Return Our Lands: C-River Women Cry Out!
- Demand FG’s abrogation of 1978 Land Use Act
BY UBON EKANEM, CALABAR – Cross River Women have raised an alarm over the Land Use Act of 1978, describing it as an albatross that has continued to inflict untold hardship and sufferings upon them and their families.
They have therefore pleaded passionately with the Federal Government to abrogate the Act which has over the years denied them access to their ancestral farm lands currently taken over by multinational companies operating within their communities.
The aggrieved women are anchoring their plea on the fact that being mostly widows, their only means of livelihood and survival remains farming and dependence on the forests that government arbitrarily acquired for rubber plantations, oil palm estates and timber logging businesses by multinational companies without paying adequate compensation to the affected individuals and communities.
Protesting on the platform of ERE/FOEN Civil Society groups and Community Forest Watch, the women from Ekong-Anaku, Mfamosing, Mbarakom, Mbobui Communities in Akampka Local Government Area as well as Betem, Akpet and Igbogo Communities in Biase Local Government Area, narrated their ugly experiences, recounting that their husbands, who were employees of some multinational companies, died with no death benefits paid to the bereaved families.
They also regretted that even the scholarship schemes promised by the affected companies for their youths have proven to be a mere scam packaged to entice the communities and deceive them into letting go their forests without being adequately compensated.
Spokesperson of the women, Madam Halima Oja who addressed the press, drew the Cross River House of Assembly (CRSHA)’s attention to the pending Model Land Use Bill and urged the lawmakers to give it an accelerated hearing.
In their view, when passed by the Assembly and eventually signed into law, the legislation would address some of the hardships the women and their families are currently passing through.
According to the women, they can no longer endure a situation where as bread winners, their families are daily exposed sufferings, adding that the time has come where they are not ready to continue watching their children roam the streets without employment opportunities.
Speaking on the “Impact of Land Acquisition on Women and Food Security” at the occasion, Associate Professor of Environmental Science, University of Calabar, Dr Raphael Offiong, noted that women’s right are completely eroded in land governance, adding that in most cases the women are saddled with the tasking responsibility of overseeing their children education alongside providing food on the table for the entire family.
He said since the women play a key role in land investment processes like farming, they should be active participants in land appropriation because of their capacity to be more rationale in reasoning and approach to issues affecting the families and communities.
Dr. Offiong listed the effects of land acquisition on the pretext of public interest by government to include, communal wars and family crisis, which occur due to limited access to the now smaller land spaces left for cultivation.
In such circumstances, he said women are prone to becoming widows, as their husbands, who take part in such communal wars and clashes, risk losing their lives.
Narrating their experiences to Forefront, some of the affected women claimed that the by-products of most chemicals used by the multinational companies operating in their communities have contaminated their natural sources of drinking water, aside exterminating the remaining wild life species they rely on, as a major source of protein for healthy living.

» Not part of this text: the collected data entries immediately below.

PR #9602, opened 2024-01-14
fix(SVGParser): avoid crashing on SVG that use @import css feature

asturur:
## Description

initially found in  #7434 by [k88manish](https://github.com/k88manish), credits to hi,

This won't parse the style that the svg is trying to import, but will stop the parser from crashing.
The original pr can't be merged because based on the old JS code.

The SVG could have an import statement inside a style tag.
FabricJS expect the content of style tags to be css rules and its rudimental parser will break if inside there is just an import.
This is easily detectable because it will rely on the detection of '{' and '}', if those are not found the split command will return an array of length 1, at that point we exit.

### DIFF
--- a/CHANGELOG.md
+++ b/CHANGELOG.md
@@ -2,6 +2,7 @@
 
 ## [next]
 
+- fix(SVGParser): avoid crashing on SVG that use @import css feature [#9602](https://github.com/fabricjs/fabric.js/pull/9602)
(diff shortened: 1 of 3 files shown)


asturur:
@ShaMan123 i m merging this one, is literally and extra condition on a find, with a test, let's get it out of the way.

PR #9605, opened 2024-01-17
fix: Support user-defined layout managers during initialization

zhe-he:
I defined a `Frame` that inherits from a `Group` and customized the `LayoutManager`. When I load the exported data from the last time using the canvas.loadFromJSON method, I found that the getLayoutResult method of the internal `NoopLayoutManager` is executed first for the initially loaded `Frame`. However, I have overridden this method in my `Frame` and it should not be executed. So, I identified the issue at this point.

### DIFF
--- a/src/shapes/Group.ts
+++ b/src/shapes/Group.ts
@@ -30,17 +30,6 @@ import {
 import type { SerializedLayoutManager } from '../LayoutManager/LayoutManager';
 import type { FitContentLayout } from '../LayoutManager';
 
-/**
- * This class handles the specific case of creating a group using {@link Group#fromObject} and is not meant to be used in any other case.
- * We could have used a boolean in the constructor, as we did previously, but we think the boolean
- * would stay in the group's constructor interface and create confusion, therefore it was removed.
- * This layout manager doesn't do anything and therefore keeps the exact layout the group had when {@link Group#toObject} was called.
- */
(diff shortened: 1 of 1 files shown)


ShaMan123:
Hiw do you use it? What data do you have to restore?
Don't you have the bbox data of your objects?
We skip the layout because we expect the layout data to be available and known

asturur:
My opinion is that if the 'frame' needs to execute the layoutManager and not trust the data that has been serialized, the 'frame' should have its own 'fromObject' method.

asturur:
Let me explain the reasoning around it.
The Group as of now is trusting its serialized representation when restoring.
That works well and a lot of tests and code rely on that. The LayoutManager itself won't work if we don't follow this right now.
Recalculating the Layout is expensive, if a group is correctly serialized it doesn't need to do that, and this is the premise on which the actual code has been built.

If you write your own fromObject method you keep the freedom of creating your own class while the Group can continue to work as it is working currently.

asturur:
Of course if you want help in understanding why the current 'frame' needs this different approach, ask!

ShaMan123:
I think this is reasonable and more important for me is that it is easy to customize, as you suggested.
So it answers my needs.
If one day we are convinced differently we could look into a different approach.
Closing, voice your opinions otherwise.

PR #9610, opened 2024-01-19
fix(): compositionEnd event handler is not registered correctly. (regression from f91362c )

xiaofeiniuuu:
Textbox Chinese input with ctrl+a select all question

The inCompositionMode variable was not set to false after input was completed

This is because the input of the event name compositionend binding is incorrect

The current binding method in the code

image

### DIFF
--- a/CHANGELOG.md
+++ b/CHANGELOG.md
@@ -2,6 +2,7 @@
 
 ## [next]
 
+- fix(): compositionEnd event handler is not registered correctly. (regression from f91362c ) [#9610](https://github.com/fabricjs/fabric.js/pull/9610)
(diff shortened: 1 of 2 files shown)


ShaMan123 (commented):
Good catch!
Please run
npm run prettier:write 
to fix the added whitespace and commit the changes with a change log entry
Then we can merge

asturur:
seems a regression we introduced here:
https://github.com/fabricjs/fabric.js/commit/f91362cd0336cb205d92f6e9c4bdb555fd5d064c
Please fix the prettier warnings and we can merge

asturur:
ok i managed to push prettier:write on the remote branch

asturur:
Thank you good catch!

PR #9614, opened 2024-01-21
fix(Group): layout manager `fromObject`

ShaMan123:
## Description

Motivation #9605

A different approach to the `NoopLayoutManager`
This approach uses the standard API to skip layout: `shouldPerformLayout` and makes it an edge case handled within the API and not externally, making it even easier to use because now `shouldPerformLayout` handles all cases

During this PR I found a bug:
Since the `NoopLayoutManager` skipped `performLayout` children were not subscribed on initialization. This would not have happened if we noop `calcLayoutResult` which is what this PR does using the API

I also removed the `setCoords` call because it was introduced in https://github.com/fabricjs/fabric.js/pull/9522#discussion_r1438003603 wrongly

### DIFF
--- a/src/LayoutManager/LayoutManager.spec.ts
+++ b/src/LayoutManager/LayoutManager.spec.ts
@@ -5,6 +5,7 @@ import { Group } from '../shapes/Group';
 import { FabricObject } from '../shapes/Object/FabricObject';
 import { Rect } from '../shapes/Rect';
 import { LayoutManager } from './LayoutManager';
+import { ClipPathLayout } from './LayoutStrategies/ClipPathLayout';
 import { FitContentLayout } from './LayoutStrategies/FitContentLayout';
 import { FixedLayout } from './LayoutStrategies/FixedLayout';
 import {
@@ -740,7 +741,12 @@ describe('Layout Manager', () => {
       ).toMatchObject([child]);
     });
 
-    it('should subscribe objects when created `fromObject`', async () => {
+    describe.each([
+      [FitContentLayout.type, FitContentLayout],
+      [FixedLayout.type, FixedLayout],
+      [ClipPathLayout.type, ClipPathLayout],
+      [undefined, FitContentLayout],
+    ] as const)('fromObject %s', (type, strategy) => {
       const objectData = {
         width: 2,
         height: 3,
@@ -756,13 +762,32 @@ describe('Layout Manager', () => {
             strokeWidth: 0,
           }).toObject(),
         ],
+        clipPath: new Rect({
+          width: 50,
+          height: 50,
+          top: 0,
+          left: 0,
+          strokeWidth: 0,
+        }).toObject(),
+        layoutManager: {
+          strategy: type,
+        },
       };
+      it('should subscribe objects', async () => {
+        const group = await Group.fromObject(objectData);
+        const rect = group.item(0);
+        expect(
+          Array.from(group.layoutManager['_subscriptions'].keys())
+        ).toMatchObject([rect]);
+      });
 
-      const group = await Group.fromObject(objectData);
-      const rect = group.item(0);
-      expect(
-        Array.from(group.layoutManager['_subscriptions'].keys())
-      ).toMatchObject([rect]);
+      it('should skip initialization layout', async () => {
+        const spy = jest.spyOn(strategy.prototype, 'shouldPerformLayout');
+        const group = await Group.fromObject(objectData);
+        expect(group.layoutManager.strategy['_fromObject']).toBeTruthy();
+        expect(spy).toHaveBeenCalledTimes(1);
+        expect(spy).toHaveReturnedWith(false);
+      });
     });
 
     test.each([true, false])(
--- a/src/LayoutManager/LayoutManager.spec.ts
+++ b/src/LayoutManager/LayoutManager.spec.ts
@@ -3,6 +3,7 @@ import { Point } from '../Point';
 import { StaticCanvas } from '../canvas/StaticCanvas';
 import { Group } from '../shapes/Group';
 import { FabricObject } from '../shapes/Object/FabricObject';
+import { Rect } from '../shapes/Rect';
 import { LayoutManager } from './LayoutManager';
 import { FitContentLayout } from './LayoutStrategies/FitContentLayout';
 import { FixedLayout } from './LayoutStrategies/FixedLayout';
@@ -737,6 +738,31 @@ describe('Layout Manager', () => {
       expect(
         Array.from(group.layoutManager['_subscriptions'].keys())
       ).toMatchObject([child]);
+    });
+
+    it('should subscribe objects when created `fromObject`', async () => {
+      const objectData = {
+        width: 2,
+        height: 3,
+        left: 6,
+        top: 4,
+        strokeWidth: 0,
+        objects: [
+          new Rect({
+            width: 100,
+            height: 100,
+            top: 0,
+            left: 0,
+            strokeWidth: 0,
+          }).toObject(),
+        ],
+      };
+
+      const group = await Group.fromObject(objectData);
+      const rect = group.item(0);
+      expect(
+        Array.from(group.layoutManager['_subscriptions'].keys())
+      ).toMatchObject([rect]);
     });
 
     test.each([true, false])(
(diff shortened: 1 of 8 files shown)


src/LayoutManager/LayoutManager.spec.ts
```diff
@@ -739,6 +740,31 @@ describe('Layout Manager', () => {
...
+          }).toObject(),
+        ],
+      };
+
+      const group = await Group.fromObject(objectData);
+      const rect = group.item(0);
+      expect(
+        Array.from(group.layoutManager['_subscriptions'].keys())
+      ).toMatchObject([rect]);
+    });
```
ShaMan123: will fail on master

ShaMan123 (commented):
This is better IMO

ShaMan123:
@zhe-he take a look 
This should provide you for what you asked for
You will need to override `shouldPerformLayout` and return true from the specific case

asturur:
Please remove the bug in its own PR, so that can go in in any moment.

I don't want to discuss the api change before we know why this would be necessary at all.

ShaMan123:
will do

ShaMan123:
Wait, not good.
Since the subscriptions will be present of NoopLayoutManager it will cause a bug when unsubscribing.

ShaMan123:
shows that it is better to stick to the API

zhe-he:
Hmm... I'll explain why I customized this.

Similar to Figma's `Frame`, `Frame` can have auto-layout properties or not. When it doesn't have auto-layout properties, you set the width and height yourself. When it does have auto-layout properties and its width is adaptive, then during initialization, I need to calculate the widths of all its subsets to determine its width.

Now I'm solving this issue by setting it again after initialization.

I think this approach (LayoutStrategy#shouldPerformLayout) should also work. I'll look into it first. Thank you for your suggestion.

asturur:
@zhe-he but what is wrong with the suggestion of just having your fromObject method in your class?
We don't have to solve problems with new apis that can be solved already with the current api.

This proposal of fromObject is a step back in the world of 'initialized: true/false' that we always said we don't like.

asturur:
> Wait, not good. Since the subscriptions will be present of NoopLayoutManager it will cause a bug when unsubscribing.

can you explain this comment here?

asturur:
the fromObject with the flag is a big no go for me.
Since there is that bug of the subscriptions that needs to be fixed, i will revert the pr of the noop first of all,
then we can reason of how to go back there without the bug.

I rather prefer an extra type than a flag.

asturur:
or make a direct call to the object registration after assigning the correct layout manager

zhe-he:
> The Group as of now is trusting its serialized representation when restoring.
> That works well and a lot of tests and code rely on that. The LayoutManager itself won't work if we don't follow this right now.
> Recalculating the Layout is expensive, if a group is correctly serialized it doesn't need to do that, and this is the premise on which the actual code has been built.

I may not modify the properties of child objects on the canvas, but instead directly modify the properties of child objects in the exported serialized data. In this case, I have two options in front of me: one is to modify the parent object's properties in the exported serialized data through computation, and the other is to recompute the parent object's properties at initialization. If I choose the second approach, I cannot trust its serialized representation. So I would like to execute a custom performantLayout instead of an empty performantLayout during initialization. 

---
I see that the fromObject method has been added here, and by modifying the value of _fromObject, the performLayout is no longer executed when loading serialized data. If I don't trust the serialized data, I can simply modify the return value of shouldPerformLayout in the custom object to execute performLayout during initialization. I think this method is great.

---
> the fromObject with the flag is a big no go for me.

Can we add an additional property 'dirty' to the LayoutManager, with a default value of false or undefined? If the user manually changes it to true, performLayout will be executed during initialization; otherwise, it won't be executed. 
Alternatively, we can split performLayout into two functions: the original performLayout and a new performLayout2, which is only executed after loading serialized objects. performLayout2 is initially an empty function for users to customize, and its invocation can be placed inside Group.fromObject.

ShaMan123:
I like both approaches
The first approach is very simple and is a fabric convention, therefore a great approach.
For the second, how would you know to skip the initialization layout if performLayout2 will be called? We will need a flag in the constructor so the first approach is better
The dev could then flag the layout as dirty when constructing the layout classes

zhe-he:
The second solution I want to propose is probably like this.
```javascript
class Group {
// noop
fromObjectPerformLayout() {},
fromObject() {
      // All layouts skip performLayout during initialization.
      const group = new this(objects, ...);
      // Custom layouts can override the performLayout2 method to recalculate.
      group.fromObjectPerformLayout();
}
}
```
```javascript
class Frame extends Group {
    fromObjectPerformLayout() {
          this.layoutManager.performLayout({ type: "xxx" });
    }
}

```

asturur:
The old pr can't be easily reverted.
There are test changes and a lot of stuff that need to be re-done again.

asturur:
@zhe-he is still unclear why you can't write your own fromObject method  in the Frame class, that just adds the layout manager, exactly as you did with your initial pr.

zhe-he:
> @zhe-he is still unclear why you can't write your own fromObject method in the Frame class, that just adds the layout manager, exactly as you did with your initial pr.

Hmm... I can modify the fromObject method in Frame to solve my issue.
It may not be necessary to modify the fromObject method in Group.
 Perhaps the pull request I submitted could be a mistake? 
I didn't consider that Fabric relies on the imported serializable objects when I submitted the pull request.

zhe-he:
If not modified, all custom layout objects will not be initialized during data import. If they need to be, they must override the fromObject method.

asturur:
@zhe-he i still think i have very little informations to give you suggestions.
How many custom classes you made?
I understand one, the Frame.
The Frame wants to run the performLayout at the point of restore, contrary to what group does.
If this is the only issue it can be solved with Frame.fromObject being custom. And this we said.
If there is more maybe this is not enough.

zhe-he:
@asturur 
Currently, there are three custom classes. One is "Frame," which inherits from "Group." The second one is "Component," which inherits from "Frame." The third one is "SubComponent," which inherits from "Component." They are in a chain relationship. Therefore, I only need to modify the "frameObject" of "Frame" to solve this problem.

asturur:
The registration bug needs to be fixed, and i don't want to do internal flags for fromObject.
I have a different proposal to disconnect the registration of objects from the performLayout, let me see if i can make a different example

asturur:
well what i wanted to do can't be really done as good as i wish because i don't like the NoopClassManager hack i have to add. `{} as Group`
But this is a tentative of separating registration from layouting.
https://github.com/fabricjs/fabric.js/compare/registering-objects-group-fromObject?expand=1

It would be also ok to make subscribe public, and just call it on every object in the Group FromObject.

I didn't even test it for now, i wanted to put on the table first.

I have some notes on the context, one is that i can't see where we use 'stopPropagaton' at all, and i wonder why is there.

asturur:
I think after much thinking my preferred solution is this one:
https://github.com/fabricjs/fabric.js/pull/9661

Just expose the subscription and call it when necessary.

Please let me know, i see you are maybe all busy, but if in 1 or 2 weeks i don't get a feedback i ll just move on.

ShaMan123:
What do about adding a prop/flag/indication to the options passed by `fromObject`?
```
new FabricObject({ ...options, deserialized:true })
```

I think this is so much easier and straight forward and provides useful context.



We can protect it by wrapping in with a private class and checking instanceof if you want to be protective but I am not sure that is needed

```typescript
class DeserializedOptions {
   constructor(options) { 
      Object.assign(this, options)
  }
}



class FabricObject {
   static fromObject(options) {
      return new FabricObject(new DeserializedOptions(options);
  }
  constructor(options) {
    const isDeserialized = options instanceof DeserializedOptions
  }

}

```

ShaMan123:
I dislike both the suggestions, I commented in the PR

asturur:
@ShaMan123 'dislike' is a sensation that does not really matter.
Just explain why in the opinion the solution isn't good.

You pointed out the restriction in the api context and that has been restored, what else isn't working in your opinion?

We both said in the past that internal flags to say 'initialized: true/false' or specific flags to initialize the object differently were something that long term didn't work out.
Is not that i don't like them, we excluded them in the past.
Indeed we removed the flag from the group that was taking care of doing a dividing the codepath for objects that were restored from json, i don't see why we would like to put it back now. What changed?

That is why i don't wan't to add back a flag like fromObject() or '{ fromObject: true }'.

On his part, the Executive Director of Environmental Rights Action/Friends of the Earth Nigerian, Dr Godwin Ojo assured the women that their campaign for gender inclusiveness in land appropriation matters would be escalated and taken to the appropriate quarters as long as the companies operating in their communities continue to remain adamant to their plights.
Forefront learnt that when passed into law, the Cross River Model Land Use Bill has provisions for revoking previous Company/Community Memorandum of Understanding (MoU), as well as new MoUs drafted to reflect community interest and demands.